- Prompt -
Lines from the one containing "## Description" to the end of the entries below must be reproduced exactly, with both end lines kept and no other line added.

- Exercise material -
PR #4838, opened 2025-02-22
Rust: BufferRef type

youyuanwu:
## Description
Introduce BufferRef type to wrap ffi QUIC_BUFFER type. 
BufferRef has the same abi as QUIC_BUFFER, and it has slice accessor functionality. 
* Apis having arguments using &QUIC_BUFFER and length are converted to use &[BufferRef].
* Callbacks with &[QUIC_BUFFER] fields are converted to use &[BufferRef].

This brings us closer to have a full server client example with relatively safe Apis.

## Testing
Added tests to demonstrate how to use BufferRef to call msquic Apis and how to pass client context to ensure lifetime of buffer memories on heap.

## Documentation
NA

### DIFF
--- a/src/types.rs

- Result for this exercise -
## Description
Introduce BufferRef type to wrap ffi QUIC_BUFFER type. 
BufferRef has the same abi as QUIC_BUFFER, and it has slice accessor functionality. 
* Apis having arguments using &QUIC_BUFFER and length are converted to use &[BufferRef].
* Callbacks with &[QUIC_BUFFER] fields are converted to use &[BufferRef].

This brings us closer to have a full server client example with relatively safe Apis.

## Testing
Added tests to demonstrate how to use BufferRef to call msquic Apis and how to pass client context to ensure lifetime of buffer memories on heap.

## Documentation
NA

### DIFF
--- a/src/types.rs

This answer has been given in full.